Using the painkiller paracetamol during pregnancy for prolonged periods of time could contribute to reproductive disorders in male babies.
Paracetamol, which is a painkiller commonly prescribed to pregnant women because of its presumed safety, may affect the hormones of babies in utero, according to a research.
While paracetamol (acetaminophen) has long been considered one of the safest painkillers that pregnant women can take, new studies are showing that extended continuous usage can reduce testosterone in developing testes by up to 45%.
It is also thought that these drugs may also affect the fertility of future generations, by leaving marks on DNA.
The findings add to the existing body of evidence that certain medicines, including paracetamol, should be used with caution during pregnancy.
Researchers stress that, if necessary, paracetamol should be used at the lowest possible dose for the shortest possible time. As a matter of fact, Ibuprofen should be avoided during pregnancy.
Group of researchers at the University of Edinburgh looked at the effects of paracetamol and ibuprofen on samples of human fetal testes and ovaries and found similar effects using several different experimental approaches, including laboratory tests on human tissue samples and animal studies.
Safety Of Paracetamol During Pregnancy
Paracetamol has been used by pregnant women for many years without any obvious harmful effects on the developing baby, making it be usually recommended as the first choice of painkiller for pregnant women.
Other painkillers, including those sold over the counter –OTC- painkillers have not been shown to be any safer than paracetamol, as some are not suitable for use during certain stages of pregnancy.
Although it is not possible to say that any medicine is completely safe to use in pregnancy, there is currently no clear evidence that paracetamol will harm your baby, but it is however generally recommended that women who are pregnant use the lowest dose of paracetamol that works.
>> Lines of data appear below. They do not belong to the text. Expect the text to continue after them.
PR #549, opened 2022-08-02
548 FE[yli] added category to idea detail

yankang-is24:
Screenshot 2022-08-02 at 16 25 04


LetsPoke:
probably the category should look same like the skills? 
so you have a badge where you see the category without opening the details?

then you can see on the first look what skills are needed and which category the idea belongs to? 
open for discussion

yankang-is24:
i thought about this too, the question is, is `category` so important? do people choose an idea based on the category? i don't think so. So i put it under `details`. I'm open for other ideas :)

LetsPoke:
kinda unsure 
I guess its good on the details for now and if people starts to complain we can change it

LetsPoke (approved):

jakepanter (approved):

PR #566, opened 2022-08-08
Added category and participants to pitch slide

jakepanter:


hms-app/src/components/PitchTimer.tsx
```diff
@@ -42,19 +50,57 @@ const useStyles = createStyles((_theme, _params, getRef) => ({
...
+  progress: {
+    position: 'fixed',
+    top: 0,
+    left: 0,
+    width: '100%',
+  },
 }))
 
 const getMillis = (minutes: number, seconds: number) => {
   return minutes * 60 * 1000 + seconds * 1000
```
verzano, line 89: it is a stupidly small improvement (and actually whatever transpiles the TS might do it already), but you should just multiple by 60000 instead of doing the additional multiplication here.  There is probably some bit shifting operation to do the multiplication that would be even faster but that would just be excessive

hms-app/src/components/PitchTimer.tsx
```diff
@@ -42,19 +50,57 @@ const useStyles = createStyles((_theme, _params, getRef) => ({
...
 }
 
+const getSeconds = (millis: number) => {
+  return Math.floor(millis / 1000)
+}
+
 function PitchTimer(time: PitchTimerProps) {
```
verzano, line 96: `time` isn't really a good name for this variable.  Just `props` would be better (since it does contain more than time information).

hms-app/src/components/PitchTimer.tsx
```diff
@@ -42,19 +50,57 @@ const useStyles = createStyles((_theme, _params, getRef) => ({
...
   const timeInMillis = getMillis(time.minutes, time.seconds)
   const { classes } = useStyles()
   const [date, setDate] = useState(Date.now() + timeInMillis)
   const [countdownApi, setCountdownApi] = useState<CountdownApi>()
   const [, forceUpdate] = useReducer((x) => x + 1, 0)
   const [progress, setProgress] = useState(0)
+  const [timeLeft, setTimeLeft] = useState(timeInMillis)
```
verzano, line 103: `millisLeft` could be a better name for this (gives more context)

hms-app/src/components/PitchTimer.tsx
```diff
@@ -110,6 +157,12 @@ function PitchTimer(time: PitchTimerProps) {
 
   return (
     <div className={classes.outerBox}>
+      <Progress
+        className={classes.progress}
+        value={progress}
+        color={isCompleted() ? 'red' : 'gray'}
```
verzano, line 163: using colors defined outside this file might be better (allow for easier customization and ensures we use the same colors for similar things)

hms-app/src/components/PitchTimer.tsx
```diff
@@ -150,11 +203,19 @@ function PitchTimer(time: PitchTimerProps) {
...
-      />
+      {timeLeft > 0 && timeLeft < 4000 && (
+        <div
+          className={`${classes.fullscreenOverlay} ${
+            timeLeft > 1000 ? classes.bgOrange : classes.bgRed
+          }`}
+        >
+          <Center>
+            <span className={classes.fullscreenCounter}>
+              {getSeconds(timeLeft)}
```
verzano, line 214: these seems a bit odd, we pass in the remaining seconds to the function, then convert them (and the minutes) to a millisecond value and then here we convert that back to seconds :thinking:

But this could be > 60 right? so you could have like 450 seconds

in fact do we EVER need millisecond precision here? can't we just store remaining seconds?

verzano: ah no, it will count down from 4 seconds, so never more than 60.

hms-app/src/components/PitchTimer.tsx
jakepanter: these are MantineColor identifiers so are basically keys for MantineColors that are defined in the theme

hms-app/src/components/PitchTimer.tsx
jakepanter: true, but I could refactor it a bit. Just need the millis to be added to the Date.now()

LetsPoke (approved):

PR #795, opened 2022-10-24
518 your ideas list doesnt refresh automatically after creating a new idea

### LINKED ISSUE #518: "your ideas" list doesnt refresh automatically after creating a new idea

### LINKED ISSUE #555: Idea should be refreshed after a user joins an idea

LetsPoke:
update participant list after join/leave idea
update idealist after creating idea

closes #555 
closes #518


hms-app/src/components/input-forms/IdeaForm.tsx
```diff
@@ -239,6 +244,12 @@ function IdeaForm(props: IProps) {
     loadAvailableCategories()
   }, [hackathon])
 
+  useEffect(() => {
+    if (props.loaderState) {
+      props.loaderState(loader)
+    }
+  }, [loader])
```
verzano, line 251: not sure about this, feels like the if condition is wrong 🤔

LetsPoke: should be right
checks if the prop loaderstate exist 
and if so return this function with the actual value of the loader

verzano: ok so this was just a bit of my misunderstanding of the code :P it works the way it should

verzano (approved):

PR #1068, opened 2022-12-13
982 ideas should be independent from hackathons

### LINKED ISSUE #646: allow Hackathons with NULL date
add the possibility to create Hackathon without giving them start and end date

LetsPoke:
- adds a new all ideas endpoint
- updated the header with the split between hackathons and ideation portal
- created a raw version of the ideation portal

closes #646


hms-app/src/components/HeaderMenu.tsx
```diff
@@ -30,14 +31,25 @@ interface HeaderSearchProps {
   links: {
     link: string
     label: string
-    links?: { link: string; label: string }[]
+  }[]
+  hackLinks: {
```
jakepanter, line 35: naming could be more specific: sth like hackathonLinks

jakepanter (approved):

hms-api/src/repository/domain/Hackathon.ts
```diff
@@ -79,15 +83,11 @@ class Hackathon {
...
-    if (!this.startDate) {
-      result.addFailure('startDate is null');
-    }
-
-    if (!this.endDate) {
-      result.addFailure('endDate is null');
-    }
-
-    if (this.startDate >= this.endDate) {
+    if (
```
verzano, line 86: this is shorter, yes, but you lose a bit of information this way

verzano: I'm guessing you did this because the `if (this.startDate >= this.endDate)` might not work right when either `this.startDate` or `this.endDate` is null.  In that case you might want to change just that one if statement

verzano: ah now I see, because startDate and endDate can be null... hmmm... I think that isn't a good change, because now it is possible to make a Hackathon with no start or end date

hms-api/src/repository/hackathon-repository.ts
```diff
@@ -97,8 +97,8 @@ function itemToHackathon(item: {[key: string]: AttributeValue}): Hackathon {
   return new Hackathon(
     item.title.S,
     item.description.S,
-    new Date(item.startDate.S),
-    new Date(item.endDate.S),
+    item.startDate ? new Date(item.startDate.S) : null,
+    item.endDate ? new Date(item.endDate.S) : null,
```
verzano, line 101: this too, seems like maybe not a good change

hms-api/src/repository/idea-repository.ts
```diff
@@ -44,6 +44,21 @@ export async function listIdeasForHackathon(
   );
 }
 
+export async function listIdeasAll(): Promise<Idea[]> {
```
verzano, line 47: this is a VERY risky thing to do... eventually this will become VERY large, in fact, dynamo won't return all of them.  It will return a paged response that you would need to iterate over.  That is actually true for basically all of the requests we are making, but when you limit it based on some query parameter it becomes less of a concern

hms-api/__tests__/repository/domain/Hackathon.test.ts
```diff
@@ -10,30 +10,24 @@ describe('Hackathon Validation', () => {
     ['Empty ID', makeHackathon({id: ''} as HackathonData), true],
     ['Null Title', makeHackathon({title: null} as HackathonData), true],
     ['Empty Title', makeHackathon({title: ''} as HackathonData), true],
-    ['Null Start Date',
-      makeHackathon({startDate: null} as HackathonData),
-      true],
-    ['Null End Date',
-      makeHackathon({endDate: null} as HackathonData),
-      true],
```
verzano, line 18: these are for sure still possible states and need to be tested

hms-api/src/rest/HackathonPreviewResponse.ts
```diff
@@ -49,19 +49,21 @@ class HackathonPreviewResponse {
     a: HackathonPreviewResponse,
     b: HackathonPreviewResponse,
   ): number {
-    let diff = a.startDate.getTime() - b.startDate.getTime();
+    if (a.startDate && b.startDate && a.endDate && b.endDate) {
```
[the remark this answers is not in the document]
LetsPoke: unsure how to solve this 

maybe we can put an else behind this if so if it doesnt go into then it atleast could return a hardcoded value in the else?

PR #1137, opened 2023-01-03
1102 update ideacard for hackathon change

### LINKED ISSUE #517: add default category to the backend
as you need a hackathon category to submit ideas we should create atleast 1 default category automatically when creating a new hackathon (in case the admins forgot to create one afterwards) somethink like "main categoy"

### LINKED ISSUE #1096: Find Solution for Categories
If we want to move ideas from one hackathon to another we need to find a solution for the categories
what should happen with the idea category when changing hackathon? 
do all hackathons have the same ideas?
will categories get resettet when change hackathon? 

part of #982

### LINKED ISSUE #1102: update ideaCard for hackathon change
1. IdeaForm for new idea in IdeaPortal should not contain fields for category and skills (check)

2. In the IdeaPortal the ideaCards should not have skills, categories and participants... (check)

3. User should be able to move an idea to a Hackathon in the IdeaForm (check)

4. When idea gets moved automaticaly remove idea from old hackathon and add idea to new hackathon (check)

5. When moved from ideaPortal to Hackathon user should be asked to add skills and category (check)

6. When move from Hackathon to IdeaPortal skills, category and participants should be resetted (check)

LetsPoke:
- Updated IdeaForm for idea creation
- Updated IdeaCards
- Added MoveIdea button
- Ask user to select IdeaCategory when switching Hackathon
- When move Idea remove IdeaParticipants

closes #1102 
closes #1096 
closes #517


hms-api/src/handler/hackathon/create.ts
```diff
@@ -15,6 +16,10 @@ export async function create(event, context, callback) {
       request.endDate,
     );
 
+    if (hackathon) {
+      await createCategory('General', 'General', hackathon.id);
+    }
```
verzano, line 21: createHackathon should never return nothing, checking here is a bit redundant.  Also it would be good to leave a comment here as to why we create a `General` category

verzano: I would also say that this should be done in the service, and not in the controller.  The controller should pretty dumb and not need to know that the hackathon requires this default category.  I would also argue that the Hackathon is invalid until this category exists so it would be best if it doesn't return from the service until it does

verzano: so... I would say move this call into the service.  And then for the tests for the service you will need to mock this call by "spy"ing on it and then also ensure it is called with the correct values.

hms-api/src/service/hackathon-service.ts
```diff
@@ -35,8 +36,17 @@ export async function createHackathon(
     throw new ValidationError(`Cannot create Hackathon`, result);
   }
 
+  const category = new Category('General', 'General', hackathon.id);
+  const categoryResult = category.validate();
+  if (categoryResult.hasFailed()) {
+    throw new ValidationError(`Cannot create general Category`, categoryResult);
+  }
```
verzano, line 43: you should also store this category in the DB I would imagine 🤔

verzano: ah I should have kept reading, I see you do :D

hms-api/src/handler/hackathon/create.ts
```diff
@@ -16,10 +16,6 @@ export async function create(event, context, callback) {
       request.endDate,
     );
 
-    if (hackathon) {
```
verzano: line 6 is no longer used

hms-api/src/service/hackathon-service.ts
verzano: hmmm now that I think about it a bit more, it might be best to encapsulate all of this within the category-service

verzano (approved):

PR #1224, opened 2023-01-30
Feat: 1152 add commentary function to ideas

LetsPoke:
added commentary function 
backendwise comments have a "ReplyTo" field to connect them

And they should use it for the shortest possible duration.
Paracetamol is sold both on its own and in combination with other medications, but It is important to make sure that the other medicines in combination products can be taken in pregnancy and that you do not take more than the daily recommended dose of the painkiller (paracetamol).
Painkiller exposure during development could have effects on unborn boys, as testicular tissue exposed to painkillers in a culture dish had around a quarter fewer sperm-producing cells after exposure to paracetamol or ibuprofen.
Studying The Effects
The effects of painkiller treatment on mice that carried grafts of human fetal testicular tissue were also tested, and the grafts were shown to mimic how the testes grow and function during development in the womb.
After just one day of treatment with a human-equivalent dose of paracetamol, the number of sperm-producing cells in the graft tissue had dropped by 17%, and after a week of drug treatment, there were almost one third fewer cells in the graft tissue.
Previous studies with rats have shown that painkillers administered during pregnancy led to a reduction in germ cells in female offspring, that later affected their fertility and the fertility of females in subsequent generations.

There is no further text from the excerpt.